Abstract
Coal combustion flue gas contains CO2, a greenhouse gas and driver of climate change. Therefore, CO2 separation and removal is necessary. Fortunately, 5A zeolites are highly porous and can be used as a CO2 adsorbent. In addition, they act as nuclei for hydrate formation. In this work, a composite technology, based on the physical adsorption of CO2 by 5A zeolite and hydrate-based gas separation, was used to separate CO2/N2 gas mixtures. The influence of water content, temperature, pressure, and particle size on gas adsorption and CO2 separation was studied, revealing that the CO2 separation ability of zeolite particles sized 150–180 μm was better than that of those sized 380–830 μm at 271.2 K and 273.2 K. When the zeolite particles were 150–180 μm (type-B zeolite) with a water content of 35.3%, the gas consumption per mole of water (ngas/nH2O ) reached the maximum, 0.048, and the CO2 separation ratio reached 14.30%. The CO2 molar concentration in the remaining gas phase (xCO2gas) was lowest at 271.2 K in the type-B zeolite system with a water content of 47.62%. Raman analysis revealed that CO2 preferentially occupied the small hydrate cages and there was a competitive relationship between N2 and CO2.
Highlights
Various greenhouse gases, emitted by human activities, cause global warming, which continues to worsen
The CO2 emissions of coal-fired power plants account for 40% of total greenhouse gas emissions
Decreasing the CO2 emissions in the flue gas of power plants is critical to achieving CO2 emission reduction goals
Summary
Various greenhouse gases, emitted by human activities, cause global warming, which continues to worsen.
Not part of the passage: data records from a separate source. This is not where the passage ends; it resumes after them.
Issue #12313, opened 2026-05-09
Document `maprules` param and make it work (again)


tordans:
Initial title, but [see update](https://github.com/openstreetmap/iD/issues/12313#issuecomment-4411702280)
> ~~Retire MapRules from the codebase?~~

https://github.com/openstreetmap/iD/pull/12312 made me have a look again if MapRules is around still.
Last time I checked years ago I was not able to get it working…

Nowadays I dont find a website about it at all.

@maxgrossman you worked on it last 7 years ago https://github.com/radiant-maxar/maprules/commits/develop/ - what is your take on this? Does it still work; or do you consider it worth keeping around and reviving?

I still wonder if parts of this feature can be used to allow custom presets - See item in https://github.com/openstreetmap/iD/issues/11168.

Links:
* https://wiki.openstreetmap.org/wiki/MapRules does not add much details
* https://github.com/openstreetmap/iD/pull/5617 is the PR that added the feature ~8 years ago

tordans:
FYI I am looking into this some ATM and my current take is: Lets document this feature propery without the external service. And fix the few issues that are currently in the codebase related to this like https://github.com/openstreetmap/iD/pull/12312

It looks like this feature might actually be useful when documented properly. The JSON can be stored in a public gist and used in iD.

Will update here once I tested it fully, likely suggest a PR with docs changes and small fixups.

danieldegroot2:
Was https://github.com/radiant-maxar/maprules/issues/72
See also https://github.com/hotosm/tasking-manager/issues/1592

tyrasd:
we decided on the June [community chat](https://wiki.openstreetmap.org/wiki/ID/Community_Chats/2026#Community_Chat_10th_June_10:00_%E2%80%93_11:00_(UTC)) to remove the maprules functionality for now.

Issue #11168, opened 2025-06-29
📂  Backport advanced user features from `kaligrafy/iD`


tordans:
Pierre-Léo @kaligrafy runs a modified fork of the discontinued iD-V3 Prototype in Québec, Canada. He reached out to us to see which features can be backported to iD.

This ticket is a wrapper ticket to collect more detailed tickets that discuss certain features.

The fork can be tested at https://projets.chaire.transition.city/#background=GeodesieQuebec&disable_features=boundaries&map=17.58/45.40780/-73.94573 (but is meant for trained users for specific local projects, only).

In general, the features in kaligrafy's fork are advanced user features / power user features that aim to speed up the mapping process:

**Focus topics:**
- [ ] Draw and select presets faster. The fork uses the iD-V3 favorites and shortcuts for this.
   See https://github.com/openstreetmap/iD/issues/11170 for more
- [ ] Custom map styles for visual quality assurance (QA) and visual feedback. The fork has a custom map style that allows trained users to see data on maxspeed (data), minimum field requirements (QA/completeness), bike infrastructure (data/QA), buildings types (data/QA)
    See https://github.com/openstreetmap/iD/issues/11189 for more

**Additional topics:**
- [ ] Custom presets for special tag combinations
   See also…
   - https://github.com/openstreetmap/iD/issues/5049
   - https://github.com/openstreetmap/iD/issues/3470
   - Consider GoMap, EveryDoor, SC https://github.com/openstreetmap/iD/issues/3470#issuecomment-3017818694
   - See also https://github.com/tordans/editor-settings-schema
- [ ] Line tools to draw curved roads more easily
- [ ] Area tools to follow along a existing area to connect landuse areas easily
- [ ] Workarounds to handle imagery alignment issues

Pierre-Léo and his team plan to contribute PRs for those parts that we can find a good fit for in iD.

---

This topic was discussed outside this repo, eg. during the iD Community meetup https://wiki.openstreetmap.org/wiki/ID/Community_Chats/2025#Community_Chat_2025-06-04_9:00_UTC

danieldegroot2:
> Custom presets for special tag combinations

See also https://github.com/openstreetmap/iD/issues/6170#issuecomment-538874723 regarding maprules

PR #5617, opened 2018-12-17
maprules service

maxgrossman:
integrates remote custom presets & validation rules generated by [maprules](https://github.com/radiant-maxar/maprules)

PR #12317, opened 2026-05-09
Explore and fix `maprules` URL param and explore adding `presets` URL param

### LINKED ISSUE #5049: Replace or merge iD data at runtime

tordans:
Year ago I looked at the options that https://github.com/openstreetmap/iD/pull/5617 promised but sadly never managed to get it working back then. (And apparently 4 years ago [I investigated it again](https://github.com/radiant-maxar/maprules/issues/72).)

Today inspired by https://github.com/openstreetmap/iD/issues/12313#issuecomment-4411702280 I took another look and I was surprised to get it to work quite easily. But also, that the `maprules` "API" does something different (today), than I expected. It is "just" about the rules/validations; it does not touch presets at all (anymore; it used to [according to the old PR](https://github.com/openstreetmap/iD/pull/5617))

---

This draft is a **pure exploration** of the feature. The code is – like the messy commit messages show – not reviewed yet and mostly LLM. My goal is to get feedback on the basic idea – what and how we could like to have in iD. And once that is clear, cleanup and review the code.

---

## Testing

https://pr-12317--ideditor.netlify.app/#presets=https://gist.githubusercontent.com/tordans/549a328ccff34963192899113c73d35a/raw/f575e37198d51350050f661d00e6e02f8461d1f3/bench-presets.json&maprules=https://gist.githubusercontent.com/tordans/549a328ccff34963192899113c73d35a/raw/f575e37198d51350050f661d00e6e02f8461d1f3/bench-rules.json&map=20.00/52.47414/13.44576&disable_features=boundaries&locale=en&background=Berlin-2024&id=n12518261746

(Note to self: Hosting on GitHub Gist means, the URL-Hashes need to be update on every change.)

## **Video:**

https://github.com/user-attachments/assets/e80a57ab-e092-454e-9596-f775a4f8caad

## **Notes on the exploration of `maprules`**

**What it does:**
- This add validation rules to the list of validations

**Status Quo:**
- Right now in iD, the feature is broken; but fixing the translation issue is quite easy

**My take:**
Personally I don't see that big of an impact for this but it is also the part that is already there. We should either clean it up (remove it) or fix it up (which is not too much work).

**Follow up:**
- ATM the rules are not represented in the Rules filter; which we might want to add later.

## **Notes on the exploration of `presets`**

I then looked into if we can follow the same idea and allow custom presets from external, CORS enabled URLs. And that turned out to be not too much code to add as well.

**What it does:**
- This allows to write preset that follow the tagging schema and merge them into the current presets
- The custom presets then behave like any other preset would

**My take:**
This could be a quick and low code change way to enable users to manage custom presets. We have this idea on the list at https://github.com/openstreetmap/iD/issues/11168 but did not discuss it in the way explored here. In the long run, I still think that https://github.com/tordans/editor-settings-schema/tree/main/presets-schema would be the better solution (storing custom presets in the user profile settings on osm.org so they can be shared between sessions and editors); but that is harder to do and this solution opens [the campaigning angle](https://github.com/openstreetmap/iD/issues/12313#issuecomment-4412385495) and is quicker to build.

**Follow up:**
- We might want to add a custom style to those (different color in list and map?)
- We might want to add a group to the preset selection overview list for the custom presets?

## **Hosting the json files**

I explored hosting the json files that iD reads as Github Gist https://gist.github.com/tordans/549a328ccff34963192899113c73d35a
That works nicely when used with the raw file option. It is tedious though, because updates require to change the URL.
Campaigns will likely want to host their files elsewhere, but Netlify and such make this kind of thing super easy nowadays. To be clear, I don't think it needs a service like https://github.com/radiant-maxar/maprules for this to work. I anything, I would say we should create clear docs so users can ask an LLM to generate the JSON files (and provide good errors for debugging).

## **Docs**

In order to explore what is there and how to use it, I asked Cursor LLM to write docs for the feature, which is part of the changes in this PR. I think docs like this would round up this feature quite nicely by being clear about presets for all (via the tagging-schema) but also explain the options to set up custom presets.

---

This would also partially close https://github.com/openstreetmap/iD/issues/5049

### DIFF
--- a/modules/services/maprules.js
+++ b/modules/services/maprules.js
@@ -1,8 +1,20 @@
 import { json as d3_json } from 'd3-fetch';
 
+import { actionChangeTags } from '../actions/change_tags';
+import { t } from '../core/localizer';
+import { validationIssue, validationIssueFix } from '../core/validation';
 import { osmAreaKeys as areaKeys } from '../osm/tags';
 import { utilArrayIntersection } from '../util';
-import { validationIssue } from '../core/validation';
+
+
+/** Keys on a selector that are not tag-condition checks (see #filterRuleChecks). */
+var SELECTOR_META_KEYS = {
+    geometry: true,
+    error: true,
+    warning: true,
+    suggestion: true,
+    fixes: true
+};
 
 
 var buildRuleChecks = function() {
@@ -148,9 +160,10 @@ export default {
     filterRuleChecks: function(selector) {
         var _ruleChecks = this._ruleChecks;
         return Object.keys(selector).reduce(function(rules, key) {
-            if (['geometry', 'error', 'warning'].indexOf(key) === -1) {
-                rules.push(_ruleChecks[key](selector[key]));
+            if (SELECTOR_META_KEYS[key]) {
+                return rules;
             }
+            rules.push(_ruleChecks[key](selector[key]));
             return rules;
         }, []);
     },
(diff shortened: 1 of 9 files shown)


tordans:
@kaligrafy it would be great to get your thought [on this](https://pr-12317--ideditor.netlify.app/#presets=https://gist.githubusercontent.com/tordans/549a328ccff34963192899113c73d35a/raw/f575e37198d51350050f661d00e6e02f8461d1f3/bench-presets.json&maprules=https://gist.githubusercontent.com/tordans/549a328ccff34963192899113c73d35a/raw/f575e37198d51350050f661d00e6e02f8461d1f3/bench-rules.json&map=20.00/52.47414/13.44576&disable_features=boundaries&locale=en&background=Berlin-2024&id=n12518261746).

modules/services/maprules.js
```diff
@@ -194,6 +245,57 @@ export default {
 
     // adds from mapcss-parse selector check...
     addRule: function(selector) {
+        var hasError = typeof selector.error === 'string' && selector.error.length > 0;
+        var hasWarning = typeof selector.warning === 'string' && selector.warning.length > 0;
+        var hasSuggestion = typeof selector.suggestion === 'string' && selector.suggestion.length > 0;
+        var messageKeyCount = (hasError ? 1 : 0) + (hasWarning ? 1 : 0) + (hasSuggestion ? 1 : 0);
+
+        if (messageKeyCount === 0) {
+            console.warn(  // eslint-disable-line no-console
```
matkoniecz, line 254: maybe we should disable `no-console` rule altogether? Rather having such rubbish comments?

matkoniecz:
Is there a reason for doing it as a parameter rather than a setting?

I guess that parameter makes easier to share it

modules/services/maprules.js
tordans: Personally I like it because it means your get a reminder to remove your sometimes very spammy debug logging and have to make an explicit decision.

tordans:
> Is there a reason for doing it as a parameter rather than a setting?
> I guess that parameter makes easier to share it

What would be the alternative? To have an upload field where users upload the JSON file and then configure the editor in this way? – This could be a workflow and also both can be possible at the same time The URL version has the advantage to be shareable and bookmarkable, though.

For this exploration, though, I did not look into this at all but just wanted to see what the existing (broken) feature was all about and how we can maybe revive and improve it without too much change.

matkoniecz:
> What would be the alternative? To have an upload field where users upload the JSON file and then configure the editor in this way? – This could be a workflow and also both can be possible at the same time The URL version has the advantage to be shareable and bookmarkable, though.

I thought about setting in UI where user sets such paramater

tyrasd:
see https://github.com/openstreetmap/iD/pull/12397#issuecomment-4717205986: for now we decided to get rid of the (defunct) maprules code, with the potential to revisit it later.

PR #12329, opened 2026-05-11
fix: restore building:part stroke width in partial fill mode....

### LINKED ISSUE #12326: `building:part` fills no longer thinner than `building`
### URL

https://www.openstreetmap.org/edit#map=21/52.5090170/13.3744665

_No response_

`building:part` partial fill (stroke width) used to be thinner than `building`. This is no longer the case making it harder to edit geometry.

_No response_

v2.40.0

_No response_

deepak-s-git:
Fixes #12326

In v2.40.0....the special-case handling that converted `building:part` to `building_part` for CSS class names was removed......but the deeper issue is that `building` appears before `building:part` in the primaries array....so features tagged with both `building=yes` and `building:part=yes` get classified as `tag-building` instead of `tag-building_part`.....causing 
the partial fill stroke to render at the same thickness as a regular building

Fix: move `building:part` before `building` in the primaries array so it takes priority....restoring the thinner stroke width for building parts in partial fill mode.

### DIFF
--- a/modules/svg/tag_classes.js
+++ b/modules/svg/tag_classes.js
@@ -4,10 +4,10 @@ import { osmPathHighwayTagValues, osmPavedTags, osmSemipavedTags, osmLifecyclePr
 
 export function svgTagClasses() {
     const primaries = [
-        'building', 'highway', 'railway', 'waterway', 'aeroway', 'aerialway',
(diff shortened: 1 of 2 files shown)


tyrasd:
this had already been fixed in #12301 (d3e2c007a1b176e8d1865946eaeb88b340bedf58)

PR #12339, opened 2026-05-14
fix more false positives from the mismatched_geometry validator

### LINKED ISSUE #8885: Gate incorrectly flagged "Gate should be a line, not a point"
image
In the wiki the examples use nodes.
image
image

### LINKED ISSUE #12235: mismatched_geometry validator uses the wrong message for presets that only allow vertex+line
While #11590 solved 1 bug with the `mismatched_geometry` validator, there is another bug in the opposite situation: a preset that support `vertex` + `line`, but not `point`.

Current behaviour:

Image

Expected (same message as `golf=tee`):

Image

2.39.6

k-yle:
Closes #8885, Closes #12235

Sadly no one sent an LLM PR to solve this issue, despite the  https://github.com/openstreetmap/iD/labels/new%20contributor%20opportunity label, so here's my "manual" solution 😆

#### 1. standalone point with `barrier=gate`

<table>
<tr>
<td>Before</td>
<td>After</td>
</tr>
<tr>
<td>Image</td>
<td>image</td>
</tr>
</table>

#### 2. closed line with `junction=yes` 

<table>
<tr>
<td>Before</td>
<td>After</td>
</tr>
<tr>
<td>Image</td>
<td>image</td>
</tr>
</table>

also added several unit tests for existing situations that were untested.


modules/validations/mismatched_geometry.js
```diff
@@ -438,8 +471,8 @@ export function validationMismatchedGeometry() {
         var vertexPoint = vertexPointIssue(entity, graph);
         if (vertexPoint) return [vertexPoint];
 
-        var lineAsArea = lineTaggedAsAreaIssue(entity);
-        if (lineAsArea) return [lineAsArea];
+        var areaAsLine = areaTaggedAsLineIssue(entity);
```
k-yle, line 474: i did not change this code, just fixed the confusing function name. it handles the opposite situation

PR #12340, opened 2026-05-14
Add invert filter for background imagery

kalucky0:
I've been doing some mapping lately in areas where the aerial imagery is pretty outdated, so I've had to rely on geodetic plans. The problem is those plans are mostly white, which makes it super hard to see what I'm drawing and just starts to hurt my eyes after a while.

I started adding `filter: invert(1);` through the browser dev tools and I figured I'd just build it in as a feature instead of doing it every time. I know the contributing guide says to open an issue for discussion first, but this felt like such a small, specific addition that I just went for it.

I tried to keep the changes as minimal as possible and stuck to the existing coding style in the files I was editing so I didn't mess up the formatting.

image

### DIFF
--- a/data/core.yaml
+++ b/data/core.yaml
@@ -836,6 +836,7 @@ en:
     contrast: Contrast
     saturation: Saturation
     sharpness: Sharpness
+    invert: Invert
     minimap:
       description: Show Minimap
       tooltip: Show a zoomed out map to help locate the area currently displayed.
--- a/modules/renderer/background.js
+++ b/modules/renderer/background.js
@@ -28,6 +28,7 @@ export function rendererBackground(context) {
   let _contrast = 1;
   let _saturation = 1;
   let _sharpness = 1;
+  let _invert = 0;
 
 
   function ensureImageryIndex() {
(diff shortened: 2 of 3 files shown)


tyrasd (changes requested):
I would rather prefer to this implemented as a simple checkbox (default unchecked) as intermediate values for `invert()` don't make sense, at least for the given use case.

andrewharvey:
Should this be limited to only having an effect on `category: "map"` layers? It doesn't make much sense on satellite/aerial imagery as all the colours are inverted.

In the case where a satellite/aerial background is active, should this option then apply to the overlays instead? As generally the overlays would be a light colour to contrast the generally dark satellite/aerial, but in some cases you might have bright satellite/aerials and want to invert the overlays on top.

For example here the white lines are the overlay which are clear over the darker water areas, but not so clear over the whiter beach and buildings.

image

matkoniecz:
> It doesn't make much sense on satellite/aerial imagery as all the colours are inverted.

maybe if someone maps ice sheets?

matkoniecz:
In general I would be fine with merging it also without adding such pile of features.

@kalucky0 do you plan to change it into checkboxed version?

PR #12343, opened 2026-05-15
Render short radio field options inline on one row

FloEdelmann:
Related to https://github.com/openstreetmap/id-tagging-schema/issues/2049 (CC @owiecc as the author of that issue).

When all options of a radio field fit side-by-side in the available width, render them horizontally as equal-width cells instead of stacking them vertically. This saves vertical space for compact option sets like "Yes / Limited / No".

The available/needed size is measured at runtime (so it is locale-aware) and updated via `ResizeObserver`, there is no hardcoded option count or pixel threshold. If `ResizeObserver` is not available, the default vertically stacked layout remains.

Test object: https://pr-12343--ideditor.netlify.app/#map=20.49/48.09836/11.78720&background=Bing&id=n1377621859

### Screenshot

grafik

### Screencast

https://github.com/user-attachments/assets/fce3c04f-b15a-4fa8-aa8c-3c6af80ed11a


tordans:
I think this is a good idea. It would be interesting to see if we can get this working just with css and container queries. Maybe an LLM can test this out for us...

One other thing: we recently prepared to have the radio buttons work with icons same as the dropdowns. But that should work just as well for this case.

FloEdelmann:
> It would be interesting to see if we can get this working just with css and container queries. Maybe an LLM can test this out for us...

I don't think that suffices, and Claude Sonnet 4.6 agrees:

> **No — container queries aren't sufficient here.** Here's why:
>
> The core logic is: *switch to horizontal layout only when `maxLabelWidth × labelCount ≤ containerWidth`*. Both `maxLabelWidth` and `labelCount` are **dynamic per-field** (they depend on the specific options and their text). CSS container queries only support **fixed breakpoints** — there's no way to express "apply this style when the container is wide enough to fit all N labels at their natural widths" without hardcoding a pixel value.
>
> A CSS-only flex approach with `flex-wrap: wrap` and `min-width: max-content` on labels would cause wrapping into multiple partial rows — not the clean vertical→horizontal toggle that's desired.
>
> To get CSS-only behavior that looks correct, you'd need a fixed `min-width` breakpoint per element, which would require either:
>
> - A hardcoded threshold (doesn't adapt to label content), or
> - Inline styles set per-field (back to JS anyway)
>
> The `ResizeObserver` + JS measurement approach on this branch is the right tool for this job.

css/80_app.css
```diff
@@ -2095,6 +2095,30 @@ input.date-selector {
...
+    overflow: hidden;
+}
+.form-field-input-radio.one-line > label {
+    flex: 1 1 0;
+    min-width: 0;
+    width: auto;
+}
+.ideditor[dir='ltr'] .form-field-input-radio.one-line > label:first-of-type,
+.ideditor[dir='rtl'] .form-field-input-radio.one-line > label:last-of-type {
+    border-radius: 0 0 0 4px;
```
k-yle: (question, not suggestion)

[CSS logical properties](https://developer.mozilla.org/en-US/docs/Web/CSS/Guides/Logical_properties_and_values) have been supported by all browsers for over 5 years, but we don't use them yet.

we could remove all the duplicate CSS blocks for RTL by switching to _logical properties_ (such as [`border-start-start-radius`](https://developer.mozilla.org/en-US/docs/Web/CSS/Reference/Properties/border-start-start-radius)) Is that something iD wants to do eventually?

modules/ui/fields/radio.js
```diff
@@ -45,6 +45,19 @@ export function uiFieldRadio(field, context) {
             .append('span')
             .attr('class', 'placeholder');
 
+        enter.each(function() {
+            if (typeof ResizeObserver === 'undefined') return;
+            const element = this;
+            const observer = new ResizeObserver(() => {
+                if (!element.isConnected) {
+                    observer.disconnect();
```
k-yle: i assume this block is a sufficient alternative to unsubscribing in `wrap.exit()` ?

FloEdelmann: If I understand correctly, `wrap.exit()` returns all elements that are to be removed _right now_ (i.e. an empty selection in this function where the radio field is constructed) and is not an event handler that will be called before the element will be removed.

That said, `if (!element.isConnected)` is certainly rather hacky and I'm open to better suggestions :slightly_smiling_face:

css/80_app.css
FloEdelmann: Done in [`a52929d`](https://github.com/openstreetmap/iD/pull/12343/commits/a52929d0530303e7d5adbb0ff5847eac89b4ec36).

modules/ui/fields/radio.js
tyrasd: Yeah, `.exit()` does not work here, as the whole field/entity-editor is removed from the DOM somewhere higher up in the DOM tree.

>  is certainly rather hacky

I was pondering about a more elegant way to do this… 

One downside of the current implementation is that when the inspector is hidden due to an OSM feature being de-selected, the inspector is briefly in a hidden state (`.inspector-hidden` / `display: none;`), where the `element.isConnected` is still `true`, but the observer will not trigger further resize events because the element is not changing size when passing from `display: none` to _disconnected_. Thus, we would potentially accumulate observers and non-garbagecollectable DOM elements over time. It's probably a negligible memory-leak, but still not ideal.

I guess the "iD way" to do implement this is be to look for size changes on the _sidebar_ module itself, and re-render the whole _inspector_ on every resize. -> see 519e37ffb

tyrasd (commented):
I like this a lot, thanks! 

@FloEdelmann would you be so kind to test my added changes in 519e37f and append a short changelog entry for this new feature (don't hesitate to attribute yourself btw!).

FloEdelmann:
Thanks for pushing your improvement! I've tested it and it works fine :slightly_smiling_face: 

I've added a changelog entry.

tordans:
This is a good improvement. Tested in https://pr-12343--ideditor.netlify.app/#disable_features=boundaries&map=20.00/52.47389/13.44515&background=Bing&id=n5503778828

---

One follow up idea: Also use a 2 col layout when applicable for cases like
> image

CO2 is the largest contributor to the greenhouse effect [1,2,3]. The CO2 emissions of coal-fired power plants account for 40% of total greenhouse gas emissions. Decreasing the CO2 emissions in the flue gas of power plants is critical to achieving CO2 emission reduction goals. Depending on the type of power plant, there are three main technologies for decreasing CO2 emissions: pre-combustion capture, oxy-fuel combustion, and post-combustion capture [4,5,6]. Based on the advantages and disadvantages of these three technologies, the most widely used, at present, is post-combustion capture. Post-combustion capture refers to the capture and separation of CO2 after coal has been burned. The main components of the flue gas are CO2 and N2.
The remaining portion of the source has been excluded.